• [Aim of the exercise]: Your response should contain each line of the data that includes "queues".

• [Input records]:
Issue #19, opened 2018-11-22
Implement database containers


mraerino:
The java implementation of testcontainers provides useful preconfigured setups for certain databases.
They usually predefine an image and setup the special waiting strategy for that database.

This should be straight-forward for Go as well since there are many database clients around to do this.

I think I'll get started with a `postgres` setup.

gianarb:
Yep, this looks like a great idea. Can you write down some code here to help me understand how you imagine interacting with the postgres utils? probably just  a fake test is enough

gianarb:
Should we start packaging this kind of solutions in a subpackage? Maybe a directory called `canned`?

fbiville:
I'd be happy to write a Neo4j integration.

gianarb:
I am gonna this issue for now! As you can read in our documentation Golang is not really flexible when it comes to managing multiple modules in the same project and dependency management is still a pain.

https://golang.testcontainers.org/modules/

We decided to stay focused on the core library for now. If you decide to develop your module open a PR and link it in our documentation. We are happy to share it with the community but not to maintain it directly at this stage ❤️

mdelapenya:
We started this PR, which could be the seed for modules: https://github.com/testcontainers/testcontainers-go/pull/618

It creates examples to be consumed by the website, but turning them into modules would be a matter of adjusting the templates.

mdelapenya:
Given #618 has been merged, we created https://github.com/testcontainers/testcontainers-go/issues/636, where you can find how to contribute new modules :)

PR #59, opened 2019-04-20
Mysql canned container

gianarb:
Reference #19

I bootstrapped a mysql canned container.

```go
ctx := context.Background()
c, err := MySQLContainer(ctx, MySQLContainerRequest{
        RootPassword: "root",
        Database:     "hello",
})
if err != nil {
        t.Fatal(err.Error())
}
defer c.Container.Terminate(ctx)
sqlC, err := c.GetDriver("root", "root", "hello")
if err != nil {
        t.Fatal(err.Error())
}
_, err = sqlC.ExecContext(ctx, "CREATE TABLE example ( id integer, data varchar(32) )")
if err != nil {
        t.Fatal(err.Error())
}
```


gianarb:
@mraerino @alde what do you think?

canned/mysql.go
```diff
@@ -0,0 +1,95 @@
...
+}
+
+type mysqlContainer struct {
+	Container testcontainers.Container
+	db        *sql.DB
+	req       MySQLContainerRequest
+	ctx       context.Context
+}
+
+func (c *mysqlContainer) GetDriver(username, password, database string) (*sql.DB, error) {
```
mraerino: Consider taking this from the request and fallbacking to the defaults of the image

canned/mysql.go
```diff
@@ -0,0 +1,95 @@
...
+	return db, nil
+}
+
+func MySQLContainer(ctx context.Context, req MySQLContainerRequest) (*mysqlContainer, error) {
+	provider, err := req.ProviderType.GetProvider()
+	if err != nil {
+		return nil, err
+	}
+
+	req.Image = "mysql:8.0"
```
mraerino: Consider making the version configurable from the request and having a default in a package constant.

mraerino: Maybe also make the image configurable so somebody can choose a custom image that is compatible with the options of the default image

canned/mysql.go
```diff
@@ -0,0 +1,95 @@
...
+	req.ExposedPorts = []string{"3306/tcp"}
+	req.Env = map[string]string{}
+	req.Started = true
```
mraerino: All these options basicly overwrite options that may be set by a user. Try checking if this is empty in the `ContainerRequest`

canned/mysql.go
```diff
@@ -0,0 +1,95 @@
...
+		req.Env["MYSQL_USERNAME"] = req.Username
+	}
+	if req.Password != "" {
+		req.Env["MYSQL_PASSWORD"] = req.Password
+	}
+	if req.Database != "" {
+		req.Env["MYSQL_DATABASE"] = req.Database
+	}
+
+	req.WaitingFor = wait.ForLog("port: 3306  MySQL Community Server - GPL")
```
mraerino: The java implementation actually tries connecting via a mysql client to verify that the database is ready.

canned/mysql.go
```diff
@@ -0,0 +1,95 @@
...
+
+	c, err := provider.CreateContainer(ctx, req.ContainerRequest)
+	if err != nil {
+		return nil, errors.Wrap(err, "failed to create container")
+	}
+	mysqlC := &mysqlContainer{
+		Container: c,
+	}
+	mysqlC.req = req
+	mysqlC.ctx = ctx
```
mraerino: This is not a common pattern since a context is usually valid for a single function call. Consider e.g. `context.WithTimeout()`

canned/mysql.go
```diff
@@ -0,0 +1,95 @@
...
+
+	if req.Started {
+		if err := c.Start(ctx); err != nil {
+			return mysqlC, errors.Wrap(err, "failed to start container")
+		}
+	}
```
mraerino: is this functionality not implemented in the testcontainer-go core?

alde:
Sorry, I've been away on vacation with limited internet access.

Love the direction, and I agree with most of @mraerino's points :)

canned/mysql/mysql.go
```diff
@@ -0,0 +1,113 @@
...
+	"github.com/pkg/errors"
+	testcontainers "github.com/testcontainers/testcontainers-go"
+)
+
+const (
+	DefaultImageVersion = "mysql:8.0"
+)
+
+type MySQLContainerRequest struct {
+	testcontainers.GenericContainerRequest
```
gianarb: I think we should not accept a request here, we should build it based on what we know from the image the other params we get from the user. What do you think?

PR #3230, opened 2025-07-11
feat: add Solace pubsub+ module

### LINKED ISSUE #3229: [Enhancement]: Add solace pubsub+ module
### Proposal

Hello, 
I added a small [solace pubsub+](https://testcontainers.com/modules/solace/) module for my own use, it currently doesn't have all the advance features but enough for creating queue, subscribing topics as well as making the solace specific configurations when spinning up the container. 

Raised a quick PR, let me know if everything is crafted as expected in the PR.

unicod3:
## What does this PR do?

Adds a new module for [Solace pubsub+](https://testcontainers.com/modules/solace/)

## Why is it important?

Exposes a ready-to-use module for Solace Pubsub+

## Related issues

- Closes #3229


coverage.out
```diff
@@ -0,0 +1,296 @@
+mode: atomic
```
mdelapenya: bug: please not include this file into the commit

modules/solace/coverage.out
```diff
@@ -0,0 +1,69 @@
+mode: atomic
```
mdelapenya: bug: please not add this coverage file to the commit

modules/solace/go.mod
```diff
@@ -0,0 +1,68 @@
+module github.com/testcontainers/testcontainers-go/modules/solace
+
+go 1.23.0
+
+require (
+	github.com/docker/docker v28.2.2+incompatible
+	github.com/docker/go-connections v0.5.0
+	github.com/stretchr/testify v1.10.0
+	github.com/testcontainers/testcontainers-go v0.37.0
```
mdelapenya: Suggestion: we released a new version yesterday. Please run mod tidy after that.
```suggestion
	github.com/testcontainers/testcontainers-go v0.38.0
```

modules/solace/solace.go
```diff
@@ -0,0 +1,291 @@
...
+	Username       string
+	Password       string
+	Vpn            string
+	queues         map[string][]string // queueName -> topics
+	WithClientCert bool
+	Image          string
+	ctx            context.Context
+	exposedPorts   []string
+	envVars        map[string]string
+	shmSize        int64
```
mdelapenya: suggestion: I'd say all the properties must be private, adding accessor container methods if needed: e.g. `username` would have a `Username() string` accessor.

Else, client could could change the internal state of the container at runtime

modules/solace/solace.go
```diff
@@ -0,0 +1,291 @@
...
+}
+
+// WithCredentials sets the client credentials (username, password)
+func (s *SolaceContainer) WithCredentials(username, password string) *SolaceContainer {
```
mdelapenya: issue: if the options are added to the container type, then consumers of this module would need to create a struct and run it. If you check the rest of the modules, we have a completely different pattern: the options customise the container request, or an intermediate options struct, and then the Run function applies those values.

As an example, in https://github.com/testcontainers/testcontainers-go/pull/3230/files#diff-dd60fb936e6c398b98448b75da35178a52f2de76bd7277a3c3de2c5043fd0775R20 you needed a `New` function to create the container, and then run it. For the user experience, we think it's better to hide the implementation details of building the container request, and instead just expose the Run function and the functional options that configure the container.

Same pattern would apply to all the options added here. I recommend you taking a look at #3232, which adds a new module using options.

Does it sound reasonable to you?

modules/solace/solace.go
```diff
@@ -0,0 +1,291 @@
...
+}
+
+const (
+	DefaultImage = "solace/solace-pubsub-standard:latest"
+	DefaultVpn   = "default"
+	DefaultUser  = "root"
+	DefaultPass  = "password"
+)
+
+func NewSolaceContainer(ctx context.Context, image string) *SolaceContainer {
```
mdelapenya: issue: as per my comment above, this constructor function is not needed anymore.

modules/solace/solace.go
```diff
@@ -0,0 +1,291 @@
...
+		}
+
+		// Wait before next attempt
+		time.Sleep(intervalSeconds * time.Second)
+	}
+
+	return fmt.Errorf("timeout waiting for Solace broker to become active after %d seconds", maxAttempts)
+}
+
+func (s *SolaceContainer) Run(ctx context.Context) error {
```
mdelapenya: issue: this pattern breaks the consistency with the rest of the library modules. Please check my previous comment.

This function should initialise a container request, and apply the passed in options. Also not being attached to the container type but as a public function in the package.

modules/solace/solace.go
```diff
@@ -0,0 +1,291 @@
...
+
+	// --- CLI script generation for queue/topic config ---
+	// Reference: https://docs.solace.com/Admin-Ref/CLI-Reference/VMR_CLI_Commands.html
+	var cliScript string
+	if len(s.queues) > 0 {
+		cliScript += "enable\nconfigure\n"
+
+		// Create VPN if not default
+		if s.Vpn != DefaultVpn {
+			cliScript += fmt.Sprintf("create message-vpn %s\n", s.Vpn)
```
mdelapenya: suggestion: use a multi-line string with backticks, maybe? Or a template file that is copied. See redpanda module for a similar approach.

modules/solace/solace.go
```diff
@@ -0,0 +1,291 @@
...
+		Started:          true,
+	})
+	if err != nil {
+		return err
+	}
+
+	s.Container = container // assign before using s.Container
+
+	// Wait for Solace broker to be fully active before configuring
+	if err := s.waitForSolaceActive(ctx); err != nil {
```
mdelapenya: suggestion: you should use the wait package in the testcontainers core project, to add it in the WaitingFor field of the container request

modules/solace/solace.go
```diff
@@ -0,0 +1,291 @@
...
+		if code != 0 {
+			return fmt.Errorf("CLI script execution failed with exit code %d: %s", code, output)
+		}
+	}
+
+	return nil
+}
+
+// BrokerURLFor returns the origin URL for a given service
+func (s *SolaceContainer) BrokerURLFor(service Service) (string, error) {
```
mdelapenya: praise: this is a proper example of a container method

modules/solace/solace.go
```diff
@@ -0,0 +1,291 @@
...
+	host, err := s.Container.Host(s.ctx)
+	if err != nil {
+		return "", err
+	}
+	port, err := s.Container.MappedPort(s.ctx, nat.Port(fmt.Sprintf("%d/tcp", service.Port)))
+	if err != nil {
+		return "", err
+	}
+	return fmt.Sprintf("%s://%s:%s", service.Protocol, host, port.Port()), nil
```
mdelapenya: issue: use ctr.PortEndpoint instead. See the rest of the modules that calculate an endpoint/URL

modules/solace/solace.go
```diff
@@ -0,0 +1,291 @@
...
+}
+
+
+func (s *SolaceContainer) Terminate() error {
```
mdelapenya: issue: we won't need this, as the testcontainers.Container type should be embedded into this module's container type

modules/solace/solace.go
```diff
@@ -0,0 +1,291 @@
...
+
+	"github.com/docker/docker/api/types/container"
+	"github.com/docker/go-connections/nat"
+
+	"github.com/testcontainers/testcontainers-go"
+	"github.com/testcontainers/testcontainers-go/wait"
+)
+
+type SolaceContainer struct {
+	Container      testcontainers.Container
```
mdelapenya: issue: for consistency across the modules, please use the same pattern, in which the `testcontainers.Container` type is embedded into the module's type.

mdelapenya (changes requested):
@unicod3 thanks for submitting this PR. I did an initial review and found some issues that need to be addressed, mostly related to the consistent patterns we apply when building the modules.

TL;DR;
- no constructor for the Container type
- options must be exposed at the package level, not added to the container type
- Run function using functional opts

In any case, we can work with you in making it consistent, and merge it into the project. Thank you so much for your contribution

coverage.out
unicod3: done

modules/solace/coverage.out
unicod3: done

modules/solace/go.mod
unicod3: done

modules/solace/solace.go
unicod3: done.

modules/solace/solace.go
unicod3: done

modules/solace/solace.go
unicod3: done

modules/solace/solace.go
unicod3: @mdelapenya thank you for the detailed review, that make sense indeed,  I'll update the PR accordingly.

modules/solace/solace.go
unicod3: done, encapsulated them.

modules/solace/solace.go
unicod3: burned with fire 🔥

modules/solace/solace.go
unicod3: updated to align with the rest of the modules.

modules/solace/solace.go
unicod3: this is done as well with [87a7297](https://github.com/testcontainers/testcontainers-go/pull/3230/commits/87a7297704be209e607270e88debfef942042fe5)

modules/solace/solace.go
unicod3: done with [939236d](https://github.com/testcontainers/testcontainers-go/pull/3230/commits/939236d93b2f019c9a8da64af4b108b7ddd622ea)

modules/solace/solace.go
unicod3: addressed that, moved into a separate file with explicit methods

unicod3:
> @unicod3 thanks for submitting this PR. I did an initial review and found some issues that need to be addressed, mostly related to the consistent patterns we apply when building the modules.
> 
> TL;DR;
> 
>     * no constructor for the Container type
> 
>     * options must be exposed at the package level, not added to the container type
> 
>     * Run function using functional opts
> 
> 
> In any case, we can work with you in making it consistent, and merge it into the project. Thank you so much for your contribution

@mdelapenya  I've addressed them all, let me know if I missed anything, thank you for the review.

modules/solace/options.go
```diff
@@ -0,0 +1,105 @@
...
+	"github.com/testcontainers/testcontainers-go"
+)
+
+type options struct {
+	vpn          string
+	username     string
+	password     string
+	exposedPorts []string
+	queues       map[string][]string // queueName -> topics
+	envVars      map[string]string
```
mdelapenya: suggestion: I think we do not need the envVars here, as we have a `testcontainers.WithEnv` option in the core.

modules/solace/service.go
```diff
@@ -0,0 +1,47 @@
+package solace
+
+type Service struct {
```
mdelapenya, line 4: suggestion: let's add comments to the types 🙏

modules/solace/solace.go
```diff
@@ -0,0 +1,125 @@
...
+
+	"github.com/testcontainers/testcontainers-go"
+	"github.com/testcontainers/testcontainers-go/wait"
+)
+
+const (
+	defaultVpn = "default"
+)
+
+type SolaceContainer struct {
```
mdelapenya: suggestion: let's use a simpler name. I know there are other modules using the "old" name (including the module name), but we are slowly moving to a place where the package/module adds the context: `solace.Container` reads better than `solace.SolaceContainer`.

```suggestion
type Container struct {
```

modules/solace/solace.go
```diff
@@ -0,0 +1,125 @@
...
+	settings := defaultOptions()
+	for _, opt := range opts {
+		if apply, ok := opt.(Option); ok {
+			if err := apply(&settings); err != nil {
+				return nil, err
+			}
+		}
+	}
+
+	req := testcontainers.ContainerRequest{
```
mdelapenya: suggestion: we are slowly moving to the pattern for directly use the Run function, instead of the ContainerRequest. See my last addition in the `dockermcpgateway` module [here](https://github.com/testcontainers/testcontainers-go/blob/main/modules/dockermcpgateway/dockermcpgateway.go#L76-L79). If you feel this can be done in a follow up, just let me know and I can do it afterwards. I'd prefer start establishing this pattern more and more from now on (I need to update the module generator 🤔 )

mdelapenya (commented):
Looks pretty good, thanks for your hard work! Just a few comments, and we are done 😊

modules/solace/solace.go
unicod3: done

modules/solace/service.go
unicod3: done

modules/solace/options.go
unicod3: done

modules/solace/solace.go
unicod3: @mdelapenya tried to switch to the Run method as you suggested, could you take a look if everything looks alright?

modules/solace/examples_test.go
```diff
@@ -0,0 +1,210 @@
...
+
+	"github.com/testcontainers/testcontainers-go"
+	sc "github.com/testcontainers/testcontainers-go/modules/solace"
+)
+
+func ExampleRun() {
+	ctx := context.Background()
+	ctr, err := sc.Run(ctx, "solace-pubsub-standard:latest",
+		sc.WithCredentials("admin", "admin"),
+		sc.WithExposedPorts("5672/tcp", "8080/tcp"),
```
mdelapenya: suggestion: I think I now understand the purpose of the Services type. Wdyt if we add a `solace.WithServices(srv ...Service)` option that:
1. adds an exposed port for the given service
2. adds a wait strategy for the listening port of the given service

Then, we can simplify the options struct, removing the ports. In the end, keeping it would mean that users could set any port, but I guess the intention is to just expose a Service's port. Is this assumption correct?

unicod3: yes your understanding is correct, the main idea is to let user chose which solace ports (aka service in solace) to be exposed to world (but they are limited), I like your idea of encapsulating them, will take a look at it 👍

modules/solace/script.go
```diff
@@ -0,0 +1,100 @@
...
+
+	// Configure queues and topic subscriptions
+	script += generateQueueConfig(settings.queues, settings.vpn)
+
+	return script
+}
+
+// generateVPNConfig creates the CLI commands for setting up a custom VPN
+func generateVPNConfig(vpn string) string {
+	return fmt.Sprintf(`create message-vpn %s
```
stevenh: question: would all of these be better done with a single template instead of multiple functions and internal logic?

I'm wondering if a WithScript might be the logical conclusion?

modules/solace/solace.go
```diff
@@ -0,0 +1,124 @@
...
+		return c, fmt.Errorf("generic container: %w", err)
+	}
+
+	// Generate CLI script for queue/topic configuration
+	cliScript := generateCLIScript(settings)
+	if cliScript == "" {
+		return c, nil
+	}
+	// Write the CLI script to a temp file
+	tmpFile, err := os.CreateTemp("", "solace-queue-setup-*.cli")
```
stevenh: suggestion: use a reader to avoid temporary file

modules/solace/examples_test.go
mdelapenya: Thanks for being so supportive 🙇 Looking forward for reviewing it, as we are really close to merge

modules/solace/solace.go
```diff
@@ -0,0 +1,124 @@
...
+
+func (c *Container) Username() string {
+	return c.settings.username
+}
+
+func (c *Container) Password() string {
+	return c.settings.password
+}
+
+func (c *Container) Vpn() string {
```
stevenh: suggestion: VPN instead of Vpn as it's an acronym

modules/solace/solace.go
```diff
@@ -0,0 +1,124 @@
...
+	return c, nil
+}
+
+// BrokerURLFor returns the origin URL for a given service
+func (s *Container) BrokerURLFor(ctx context.Context, service Service) (string, error) {
+	p := nat.Port(fmt.Sprintf("%d/tcp", service.Port))
+	return s.PortEndpoint(ctx, p, service.Protocol)
+}
+
+func (c *Container) Username() string {
```
stevenh, line 119: Suggestion: all methods should be documented

stevenh (changes requested):

modules/solace/solace.go
unicod3: done.

modules/solace/solace.go
unicod3: done

modules/solace/solace.go
unicod3: Thanks for the comment. I noticed that there is a `CopyToContainer` method, which allows me to avoid creating a temporary file. Let me know if that can be further simplified.

modules/solace/script.go
unicod3: If I understand you correctly, you suggest introducing a `WithScript` method where module users can provide their solace script themselves? 

That might be good flexibility indeed; however, I don't think the users would want to know/write the Solace script to just introduce a basic queue/subscription pair as it can be frustrating to get it working, so maintaining a well tested logic inside the module itself wouldn't hurt imho, that logic might also provide an example/starting point to other devs that want to contribute this solace module.

That being said, I'd be happy to hear more on that as myself had a hard time to get this script working for solace 😜

stevenh: That sounds sensible, do you think using text/template internally would be good move?

modules/solace/examples_test.go
unicod3: The change is done, thanks for the suggestion, it became cleaner with the change.

modules/solace/script.go
unicod3: I'll take a look at the template 👍

modules/solace/solace.go
```diff
@@ -35,14 +35,32 @@ func Run(ctx context.Context, img string, opts ...testcontainers.ContainerCustom
...
 	}
 
+	// Build exposed ports from services
+	var exposedPorts []string
+	for _, service := range settings.services {
+		exposedPorts = append(exposedPorts, fmt.Sprintf("%d/tcp", service.Port))
+	}
+
+	// Build wait strategies - combine the default wait strategy with port-based wait strategies for each service
+	var waitStrategies []wait.Strategy
```
mdelapenya: suggestion: pre-allocate the size of the slice, as we know it's len(settings.services + 1)

modules/solace/solace.go
```diff
@@ -35,14 +35,32 @@ func Run(ctx context.Context, img string, opts ...testcontainers.ContainerCustom
...
+
+	// Primary wait strategy for Solace to be ready
+	waitStrategies = append(waitStrategies, wait.ForExec([]string{"grep", "-q", "Primary Virtual Router is now active", "/usr/sw/jail/logs/system.log"}).
+		WithStartupTimeout(1*time.Minute).
+		WithPollInterval(1*time.Second))
+
+	// Add port-based wait strategies for each service
+	for _, service := range settings.services {
```
mdelapenya: suggestion: I think we can do this in the above for loop, just once.

modules/solace/options.go
```diff
@@ -44,10 +38,11 @@ func (o Option) Customize(*testcontainers.GenericContainerRequest) error {
 	return nil
 }
 
-// WithExposedPorts allows adding extra exposed ports
-func WithExposedPorts(ports ...string) Option {
+// WithServices configures the services to be exposed with their wait strategies
+func WithServices(srv ...Service) Option {
 	return func(o *options) error {
-		o.exposedPorts = append(o.exposedPorts, ports...)
+		// Clear existing services and use only the specified ones
```
mdelapenya, line 46: bug: if the passed slice is empty, then the container will not expose any service. I'd return an error here for that case

mdelapenya (commented):
Waiting for the template changes proposed by @stevenh, LGTM.

I added some comments too. But we are in the good track, thank you so much for your work

modules/solace/script.go
unicod3: Implemented the template approach, I _heavily inspired_ from the rabbitmq module where they used `embed` package. 
Let me know if that looks alright. 
https://github.com/testcontainers/testcontainers-go/blob/f5c13097653b3fbe4bdd6b980804bacc4fb20b88/modules/rabbitmq/rabbitmq.go#L204

fyi @mdelapenya

modules/solace/solace.go
unicod3: done.

modules/solace/options.go
unicod3: yeah, you are right, updated this part and covered with a test

modules/solace/solace.go
unicod3: done

modules/solace/options_test.go
```diff
@@ -0,0 +1,337 @@
...
+import (
+	"reflect"
+	"testing"
+)
+
+func TestDefaultOptions(t *testing.T) {
+	opts := defaultOptions()
+
+	// Test default values
+	if opts.vpn != "default" {
```
mdelapenya: suggestion: prefer testify's require over stdlib. We encourage this change mostly because of its readability.

mdelapenya (approved):
LGTM! Even though I think we need to use testify in the options_test file, I'm approving this PR before hand.

Thank you for all your hard work during the review 🙇

modules/solace/options_test.go
unicod3: done.

unicod3:
> LGTM! Even though I think we need to use testify in the options_test file, I'm approving this PR before hand.
> 
> Thank you for all your hard work during the review 🙇

You're welcome, enjoyed the collaboration. In my last commit, I also addressed linter issues, there is a [CodeQL check](https://github.com/testcontainers/testcontainers-go/pull/3230/checks?check_run_id=47005453438) failing however I am not really sure if that's because of my branch.

modules/solace/options_test.go
```diff
@@ -1,35 +1,24 @@
 package solace
 
 import (
-	"reflect"
 	"testing"
+
+	"github.com/stretchr/testify/assert"
```
mdelapenya: suggestion: let's use require everywhere; if an assertion fails, then we probably do not want to continue the execution

unicod3: done

unicod3:
@mdelapenya just fixed the failing test issue fyi

mdelapenya:
@unicod3 I added a commit on top of yours, just to refine the docs. PLMK what you think. We can merge this PR right after that.

unicod3:
> @unicod3 I added a commit on top of yours, just to refine the docs. PLMK what you think. We can merge this PR right after that.

LGTM.

modules/solace/examples_test.go
```diff
@@ -0,0 +1,212 @@
...
+
+	// Create topic resource
+	topic := resource.TopicOf(topicName)
+
+	// Publish the message
+	if err := directPublisher.Publish(message, topic); err != nil {
+		return fmt.Errorf("failed to publish message: %w", err)
+	}
+
+	fmt.Printf("Published message to topic: %s\n", topicName)
```
mdelapenya, line 160: ~~bug: let's not write to stdout out of a testable example. I'm resolving this locally, will push an update asap~~

Nevermind, I've just checked it WAS in a testable example... 🤦

modules/solace/examples_test.go
```diff
@@ -0,0 +1,214 @@
...
+	}()
+
+	// Test message publishing
+	err = publishTestMessage(messagingService, topicName)
+	if err != nil {
+		return fmt.Errorf("failed to publish message: %w", err)
+	}
+
+	// Wait a moment for message to be delivered to queue
+	time.Sleep(1 * time.Second)
```
mdelapenya: question: is there any way of removing this time.Sleep? This value could change depending on the host running the tests

unicod3: I think i can use a channel to wait, would be more consistent

unicod3: After examining the test in detail, I noticed that `consumeTestMessage` already implements a channel to listen to the message. I simply removed the sleep, which was initially added for debugging purposes.

mdelapenya: good catch!

mdelapenya:
@unicod3 thanks for your contribution! I'm adding it to the modules catalog right now: https://github.com/testcontainers/community-module-registry/pull/147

• [Result]:
+	queues         map[string][]string // queueName -> topics
+	if len(s.queues) > 0 {
+	queues       map[string][]string // queueName -> topics
+	// Configure queues and topic subscriptions
+	script += generateQueueConfig(settings.queues, settings.vpn)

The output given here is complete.